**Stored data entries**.

PR #3472, opened 2021-01-22
GH-3461: Readme Polishing, eclipse and build

### LINKED ISSUE #3461: Is not possible build Spring Integration, it fails in many modules
**Describe the bug [Problem]**

Is not possible Build Spring Integration

**To Reproduce**

In MacOS and Windows I have the following situation

I have STS 4.9.0.RELEASE for a workspace dedicated for Spring Integration.
And configured for Java 11 according with the [Checking out and Building](https://github.com/spring-projects/spring-integration#checking-out-and-building) section.

Prior to import `Spring Integration` I did

* `git clone`
* `added remote repository`
* `git fetch`
* `git merge upstream/master`

So I am sure I have the latest and stable code of the project

Then `Spring Integration` is imported and then according with the [Using Eclipse](https://github.com/spring-projects/spring-integration#using-eclipse) section it indicates about `./gradlew eclipse` command. Of course I did do the inverse, I mean, I imported and then executed the command. Anyway it worked 

Then according with the [Checking out and Building](https://github.com/spring-projects/spring-integration#checking-out-and-building) section it indicates about `./gradlew build` command, I executed twice because the first failed and I wanted to confirm the same error message for a second execution. Seems there are more errors about test fails. Below two different executions (and fails in two different modules).

Is stable the project? Or there are some missing step instructions?

BTW Just in case, I get the same even with:

This was tried on Mac, I am going to do the same steps on other machine, Windows 10.

**Expected behavior**

Build in peace the `Spring Integration` project

garyrussell:
Resolves https://github.com/spring-projects/spring-integration/issues/3461

### DIFF
--- a/README.md
+++ b/README.md
@@ -16,7 +16,17 @@ To check out the project and build from the source, do the following:
 
     git clone git://github.com/spring-projects/spring-integration.git
     cd spring-integration
-    ./gradlew build
+    ./gradlew clean test
+
+    or
+
+    ./gradlew clean testAll
+
+The latter runs additional tests (those annotated with `@LongRunningIntegrationTest`); it is a more thorough test but takes quite a lot longer to run.
+
+The test results are captured in `build/reports/tests/test` (or `.../testAll`) under each module (in HTML format).
+
+Add `--continue` to the command to perform a complete build, even if there are failing tests in some modules; otherwise the build will stop after the current module(s) being built are completed.
 
 **NOTE:** While Spring Integration runs with Java SE 8 or higher, a Java 11 compiler is required to build the project.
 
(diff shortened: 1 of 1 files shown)


artembilan (changes requested):
Not related to your change, but possible fixes in the same file:

1. s/https://projects.spring.io/spring-integration/https://spring.io/projects/spring-integration - no need to wait for redirect
2. `Using IntelliJ IDEA` section. I would change just to this:
> To import the project into IntelliJ IDEA just follow this menu:
`File -> Open... -> and select build.gradle from spring-integration project root directory`

manueljordan:
Hello

Being polite, about: 

```
Add `--continue` to the command to perform a complete build, 
even if there are failing tests in some modules; 
otherwise the build will stop after the current module(s) being built are completed.
```

The reader would be confused, he would think:

- Why the Spring Integration project would fail in some Tests? 
- Is not supposed to be totally ready for production?

Therefore consider to explain or add, about why a SI's test would fail.

garyrussell:
The stable master should not have any failures; if it does, they should be reported.

This is for new changes.

Let's say you are working on a change to `spring-integration-core`, and let's say the change breaks 2 different ways in 2 different modules, say -amqp breaks one way and -jms breaks another way.

If you don't use `--continue`, you will only find the -amqp problem and will have to fix that and run another build to fix the -jms problem.

It could save time (and a build) if you fix both problems at the same time.

I don't think this is necessary to explain in the read me.

garyrussell:
But if you feel strongly about it; pleas issue a PR.

manueljordan:
Gary you are totally correct, but my point was totally based on my original post #3461. I just downloaded the SI and the master fails. I hope you see my point. Tomorrow that I run the tests I must share the outputs.

garyrussell:
We run many, many, builds each week with no failures; locally, and on our Bamboo servers; yes, there are a couple of flaky tests that fail once-in-a-while (usually race conditions in the tests themselves). We fix them when it gets annoying.

If you are seeing lots of failures, there is something unusual about your environment.

We would be happy to look at the failures, but it might be hard to figure them out.

manueljordan:
I wrote the post with the best intentions. We must assume the developer thinks there are none test with a fail scenario.

>>there are a couple of flaky tests that fail once-in-a-while (usually race conditions in the tests themselves).

That's is the reason that would be added about why use the `--continue` for the scenario when the tests fail when the project just was cloned and build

**Problem to work on**. What is the number of lines in the records that hold "perform"? Give the number by itself.

**Solution**. 2